As I've mentioned at other times, I make it my business to watch European news (DW, France24, BBC, etc.). One thing I noticed is their lying by omission (like everyone else) about the Middle East. It seems leaving out the negatives in the "palestinian narrative) and pretty much anything positive about Israel is a give (DW isn't as bad as most). Even the most recent, slipped in to tarnish their vaccination success, included the misleading information about "not giving palestinains" vaccinations or medical equipment and the usual apartheid claim. What's omitted is that the PA refused shipments of medical equipment (from UAE, I believe) because they came to Israel's airports without their permission, and as for vaccines? They wouldn't accept anything from Israel. Also, the terms of their (limited) autonomy is that they're in charge of their own health care system. You can be sure that the top officials all have everything they need. Meanwhile, by being unwilling to negotiate with Israel (making demands is not negotiating) and discovering that the longer they drag it out the better their traction with the EU, and elsewhere. The value of moving the US embassy to Jerusalem? Not that it was obey US Law and recognition of their capital but that it showed the PA that by doing nothing there will, at long last, be a price to pay. They had their chance (look it up) for almost 100% of their demands and rejected it. Even the EU governments are starting to notice they teach hate to maintain the horrid status quo - a great income for those at the top. And yes - I'm not impartial. I worked on a Kibbutz (a rather poor one) and you talk to people. Everyone would love to live in peace - they have better things to do with their time, money, and the lives of their children then live in a state of war. Look at their tech !

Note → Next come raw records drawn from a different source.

PR #3083, opened 2022-03-08
Fix gopackagesdriver for Go 1.18 by replicating stdlib

### LINKED ISSUE #3080: Go package driver doesn't work with Go 1.18
Current package driver calls `builder stdliblist` to get information for std libraries. `stdliblist` calls `go list`:

https://github.com/bazelbuild/rules_go/blob/e9a7054ff11a520e3b8aceb76a3ba44bb8da4c94/go/tools/builders/stdliblist.go#L148-L149

This caused two problems:

1. essentially, std libraries are compiled twice, one by rules_go and one by `go list`
2. when `stdliblist` calls `go list`, it is in Bazel's sandbox, where all Go files of std libraries are symlinks. One of the Go files in 1.18 embeds a [binary file](https://github.com/golang/go/blob/bf97c99b62fe7d6652cc8c807dbc91998d488a01/src/crypto/elliptic/p256_asm.go#L24), which would break when the binary file is a symlink, leading to errors like:

```
ERROR: /private/var/tmp/_bazel_zplin/db67431f618bf23018777556a2edc2eb/external/io_bazel_rules_go/BUILD.bazel:44:7: GoStdlibList external/io_bazel_rules_go/stdlib_/stdlib.pkg.json failed: (Exit 1): builder failed: error executing command 
  (cd /private/var/tmp/_bazel_zplin/db67431f618bf23018777556a2edc2eb/sandbox/darwin-sandbox/7496/execroot/__main__ && \
  exec env - \
    APPLE_SDK_PLATFORM=MacOSX \
    APPLE_SDK_VERSION_OVERRIDE=12.1 \
    CGO_ENABLED=1 \
    GOARCH=arm64 \
    GOOS=darwin \
    GOPATH='' \
    GOROOT=external/go_sdk \
    GOROOT_FINAL=GOROOT \
    PATH=external/local_config_cc:/bin:/usr/bin \
    XCODE_VERSION_OVERRIDE=13.2.1.13C100 \
    ZERO_AR_DATE=1 \
  bazel-out/darwin_arm64-opt-exec-2B5CBBC6/bin/external/go_sdk/builder stdliblist -sdk external/go_sdk -installsuffix darwin_arm64 -out bazel-out/darwin_arm64-fastbuild/bin/external/io_bazel_rules_go/stdlib_/stdlib.pkg.json)
# Configuration: 3082a7bf331eaf230f27e04497eaecbe1891da6c723270a0d9c69754da9505e4
# Execution platform: @local_config_platform//:host

external/go_sdk/src/crypto/elliptic/p256_asm.go:24:12: pattern p256_asm_table.bin: cannot embed irregular file p256_asm_table.bin
```

0.30

5.0.0

### What version of Go are you using?
Go 1.18rc1

Yes

macOS arm64

abhinav:
**What type of PR is this?**

Bug fix

The gopackagesdriver relies on the "stdliblist" action provided by rules_go.
The stdliblist action fails on Go 1.18 with the following error:

```
external/go_sdk/src/crypto/elliptic/p256_asm.go:24:12: pattern p256_asm_table.bin: cannot embed irregular file p256_asm_table.bin
```

We see this failure because Bazel builds a symlink tree of the GOROOT to run
`go list` with. However, since [CL 380475][1], the Go standard library uses
`go:embed` to embed a file in `crypto/elliptic`, but `go:embed` does not
support symlinks.

[1]: https://go.dev/cl/380475

Fix this by having stdliblist copy the relevant portions of the GOROOT to
run `go list` with. This matches [what the stdlib action does][2].

[2]: https://github.com/bazelbuild/rules_go/blob/e9a7054ff11a520e3b8aceb76a3ba44bb8da4c94/go/tools/builders/stdlib.go#L54-L57

Fixes #3080

**Other notes for review**

I've updated the existing stdlib test to also depend on the output of
stdliblist, and verified that that fails with Go 1.18rc1 without this change.

### DIFF
--- a/go/tools/builders/stdliblist.go
+++ b/go/tools/builders/stdliblist.go
@@ -18,6 +18,7 @@ import (
 	"bytes"
 	"encoding/json"
 	"flag"
+	"fmt"
 	"go/build"
 	"os"
 	"path/filepath"
@@ -145,6 +146,42 @@ func flatPackageForStd(execRoot string, pkg *goListPackage) *flatPackage {
 	return newPkg
 }
 
+// In Go 1.18, the standard library started using go:embed directives.
+// When Bazel runs this action, it does so inside a sandbox where GOROOT points
+// to an external/go_sdk directory that contains a symlink farm of all files in
+// the Go SDK.
+// If we run "go list" with that GOROOT, this action will fail because those
+// go:embed directives will refuse to include the symlinks in the sandbox.
+//
+// To work around this, cloneRoot creates a copy of external/go_sdk into a new
+// directory "root" while retaining its path relative to the root directory.
+// So "$OUTPUT_BASE/external/go_sdk" becomes
+// "$OUTPUT_BASE/root/external/go_sdk".
+// This ensures that file paths in the generated JSON are still valid.
+//
+// cloneRoot returns the new root directory and the new GOROOT we should run
+// under.
+func cloneRoot(execRoot, goroot string) (newRoot string, newGoroot string, err error) {
+	relativeGoroot, err := filepath.Rel(abs(execRoot), abs(goroot))
+	if err != nil {
+		// GOROOT has to be a subdirectory of execRoot.
+		// Otherwise we're breaking the sandbox.
+		return "", "", fmt.Errorf("GOROOT %q is not relative to execution root %q: %v", goroot, execRoot)
+	}
+
+	newRoot = filepath.Join(execRoot, "root")
+	newGoroot = filepath.Join(newRoot, relativeGoroot)
+	if err := os.MkdirAll(newGoroot, 01755); err != nil {
+		return "", "", err
+	}
+
+	if err := replicate(goroot, newGoroot, replicatePaths("src", "pkg/tool", "pkg/include")); err != nil {
+		return "", "", err
+	}
+
+	return newRoot, newGoroot, nil
+}
+
 // stdliblist runs `go list -json` on the standard library and saves it to a file.
 func stdliblist(args []string) error {
 	// process the args
@@ -158,8 +195,8 @@ func stdliblist(args []string) error {
 		return err
 	}
 
-	execRoot := abs(".")
-	if err := replicate(os.Getenv("GOROOT"), execRoot, replicatePaths("src", "pkg/tool", "pkg/include")); err != nil {
+	execRoot, goroot, err := cloneRoot(".", os.Getenv("GOROOT"))
+	if err != nil {
 		return err
 	}
 
@@ -169,7 +206,7 @@ func stdliblist(args []string) error {
 		absPaths = append(absPaths, abs(path))
 	}
 	os.Setenv("PATH", strings.Join(absPaths, string(os.PathListSeparator)))
-	os.Setenv("GOROOT", execRoot)
+	os.Setenv("GOROOT", goroot)
 	// Make sure we have an absolute path to the C compiler.
 	// TODO(#1357): also take absolute paths of includes and other paths in flags.
 	os.Setenv("CC", abs(os.Getenv("CC")))
--- a/go/tools/builders/stdliblist.go
+++ b/go/tools/builders/stdliblist.go
@@ -158,18 +158,21 @@ func stdliblist(args []string) error {
 		return err
 	}
 
+	execRoot := abs(".")
+	if err := replicate(os.Getenv("GOROOT"), execRoot, replicatePaths("src", "pkg/tool", "pkg/include")); err != nil {
+		return err
+	}
+
 	// Ensure paths are absolute.
 	absPaths := []string{}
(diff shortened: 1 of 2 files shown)


abhinav:
This isn't quite right, I think. Investigating and switching to WIP.

abhinav:
Fixed. The solution is a bit janky: we have to create a copy of external/go_sdk under a `$newdir/external/go_sdk` and flatten the paths relative to `$newdir` to get the same output. This isn't ideal, but I'm not sure how else to get Bazel to create copies of the file instead of symlinks.

go/tools/builders/stdliblist.go
```diff
@@ -145,6 +146,42 @@ func flatPackageForStd(execRoot string, pkg *goListPackage) *flatPackage {
...
+// To work around this, cloneRoot creates a copy of external/go_sdk into a new
+// directory "root" while retaining its path relative to the root directory.
+// So "$OUTPUT_BASE/external/go_sdk" becomes
+// "$OUTPUT_BASE/root/external/go_sdk".
+// This ensures that file paths in the generated JSON are still valid.
+//
+// cloneRoot returns the new root directory and the new GOROOT we should run
+// under.
+func cloneRoot(execRoot, goroot string) (newRoot string, newGoroot string, err error) {
+	relativeGoroot, err := filepath.Rel(abs(execRoot), abs(goroot))
```
linzhp, line 165: If you add `args.add("-sdk", go.sdk.root_file.dirname)` to here: https://github.com/bazelbuild/rules_go/blob/d606ba2c123826f153bbd037cf46e80b5eb8dc3e/go/private/actions/stdlib.bzl#L56-L57

Then you can get a relative path of goroot from execRoot with `goenv.sdk`.

go/tools/builders/stdliblist.go
```diff
@@ -158,19 +195,22 @@ func stdliblist(args []string) error {
 		return err
 	}
 
+	execRoot, goroot, err := cloneRoot(".", os.Getenv("GOROOT"))
```
linzhp, line 198: "execRoot" is a special name in Bazel. It means the "The working directory for all actions" (https://bazel.build/docs/output_directories). Because you copied the symlink tree to to a different place, it's no longer the actual execRoot. Please rename it to something like "newBase" or "cloneBase".  There are several variables/arguments in this file called "execRoot". After this pull request, they are no longer the actual execroot. Please also renaming all of them.

go/tools/builders/stdliblist.go
```diff
@@ -145,6 +146,42 @@ func flatPackageForStd(execRoot string, pkg *goListPackage) *flatPackage {
...
+		return "", "", fmt.Errorf("GOROOT %q is not relative to execution root %q: %v", goroot, execRoot)
+	}
+
+	newRoot = filepath.Join(execRoot, "root")
+	newGoroot = filepath.Join(newRoot, relativeGoroot)
+	if err := os.MkdirAll(newGoroot, 01755); err != nil {
+		return "", "", err
+	}
+
+	if err := replicate(goroot, newGoroot, replicatePaths("src", "pkg/tool", "pkg/include")); err != nil {
```
linzhp, line 178: Do you need to replicate `pkg/tool`?

go/tools/builders/stdliblist.go
```diff
@@ -145,6 +146,42 @@ func flatPackageForStd(execRoot string, pkg *goListPackage) *flatPackage {
...
+// under.
+func cloneRoot(execRoot, goroot string) (newRoot string, newGoroot string, err error) {
+	relativeGoroot, err := filepath.Rel(abs(execRoot), abs(goroot))
+	if err != nil {
+		// GOROOT has to be a subdirectory of execRoot.
+		// Otherwise we're breaking the sandbox.
+		return "", "", fmt.Errorf("GOROOT %q is not relative to execution root %q: %v", goroot, execRoot)
+	}
+
+	newRoot = filepath.Join(execRoot, "root")
```
linzhp, line 172: I am a bit nervous about writing things to execRoot. It's supposed to contain a symlink tree intended to be read-only. This may have unexpected result if there happen to be a `root` directory under `execRoot`. Can you copy it to `ioutil.TempDir`?

linzhp (changes requested):

linzhp:
I am also thinking about how to write tests to cover `stdliblist`. The `go_test` will need a `data = "@go_sdk//:files"` and access it using: `filepath.Join(os.Getenv("TEST_SRCDIR"), "go_sdk")`. So there is no longer an "external/go_sdk" section in the abs path. In order for `stdliblist` to work in such test, you will also need to replace [this function](https://github.com/bazelbuild/rules_go/blob/master/go/tools/builders/stdliblist.go#L112-L115) with something like `filepath.Join("__BAZEL_OUTPUT_BASE__/external", p[:strings.Index("/go_sdk/")])`

linzhp:
Superseded by #3157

The point, though, is you are lied to as much by those you trust for information as those you dispose. It just a matter of personal taste.
Ravings en masse^ |
---|
"The difference between genius and stupidity is that genius has its limits." - Albert Einstein | "If you are searching for perfection in others, then you seek disappointment. If you seek perfection in yourself, then you will find failure." - Balboos HaGadol Mar 2010 |
|
|
|
|
|
W∴ Balboos, GHB wrote: No particular reason not to keep this as lounge leisure. Wrote two long explanations; and had to agree more than disagree.
..but; "Recipient address rejected: User unknown in local recipient table"

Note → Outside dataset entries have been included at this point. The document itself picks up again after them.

PR #3524, opened 2023-04-07
gopackagesdriver: fix interface to work with golangci-lint (#3523)

### LINKED ISSUE #3523: `gopackagesdriver` doesn't work with golangci-lint

v0.39.0

v0.30.0

6.1.1

Yes

linux-amd64

### What did you do?

Exported `GOPACKAGESDRIVER` and `GOPACKAGESDRIVER_BAZEL_QUERY_SCOPE`, ran `golangci-lint`.

A successful run of `golangci-lint` with no `typecheck` errors.

### What did you see instead?

Silent failures because `golangci-lint` wasn't able to load the types from source and gave up on non-local libraries.

grampelberg:
Unlike gopls which uses `file=` queries exclusively, golangci-lint uses the more generic `go list` query syntax. This change allow for file paths not prefixed with `file=` to be queried correctly.

Additionally, some bugs have been fixed up:
- Packages with different IDs and identical import paths work now.
- WKT for protobufs are no longer skipped when the proto wrapper is used.`

**What type of PR is this?**

Bug fix

This PR makes it possible to run `golangci-lint` and use the bazel source tree, not `go list`.

- Expands the supported queries to most of what `go list` supports. `golangci-lint` naively passes the patterns through to `go/packages` which normally delegates to `go list`. Some examples would be:
    - `./foo`
    - `/abs/foo`
    - `./foo/bar.go`
    - `./foo/...`
- Packages with the same import path but separate IDs now work. This allows for multiple targets per package and aliases (rules_go's proto vs google's).
- WKT for protobufs from `rules_go` are now included in the result.

Fixes #3523 

**Other notes for review**

See #3552  for the companion PR.


JamyDev:
Had a quick scan over it and didn't immediately see anything concerning. I'm going to give this change a try on Uber's monorepo to see if all our scenarios still work and get back to you.

grampelberg:
@JamyDev thank you! If you run into any issues I'd love to get it updated. I added some debugging statements to `golangci-lint` for my testing (happy to push a branch if you'd like to see) because that was the easiest way to see the source compilation errors that arise. The easier, but somewhat less illuminating way is to set `GL_DEBUG` for `goanalysis`.

JamyDev:
Hey, so I tried applying this as a patch, but was unable to do so. Would you be able to rebase?

grampelberg:
@JamyDev sorry about that! Should be fixed now =)

JamyDev:
Some notes:

- In the current implementation setting `GOPACKAGESDRIVER_BAZEL_QUERY_SCOPE` to a bazel target pattern, will limit queries like `./...` to that query scope. It seems that in your implementation this will not happen and query the entire module (which in a monorepo is a lot 😅 ) (Check `bazelJsonBuilder.localQuery`)
- Not quite yet sure what happened, but we hit a crash with CGo stuff, may be a zig-cc issue, I'll discuss this internally with our team:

Seems to want to reply to a nonexisting CP address.
Hmz; I could post my private email address and delete the post immediatly? That way you'd get a copy, without it being very long visible in the forums.
And half of the arguments are cultural and schooling. And part of it is Europe not being honest. So.. nothing new there.
Bastard Programmer from Hell
"If you just follow the bacon Eddy, wherever it leads you, then you won't have to think about politics." -- Some Bell.
|
|
|
|
|
I have occasional email contacts - initiated via the link on posts here in the lounge. I presume all such links work. Posting in the lounge helps me keep the tone down.
The answer to all things can be found below, in the tagline area: "Ravings en masse" link. Some of it will be of dubious interest to you. Other text may initiate profound life-changing events.
I'll preview the last entry for you:
Quote: Byword of the wealthy: "You can never have too much of more than you'll ever need." - December 8 2020 11:53 PM
Ravings en masse^ |
---|
"The difference between genius and stupidity is that genius has its limits." - Albert Einstein | "If you are searching for perfection in others, then you seek disappointment. If you seek perfection in yourself, then you will find failure." - Balboos HaGadol Mar 2010 |
|
|
|
|
|
W∴ Balboos, GHB wrote: initiated via the link on posts here in the lounge. I replied over email since it seemed to allow that and seemed to work. Will be copying those replies later this day.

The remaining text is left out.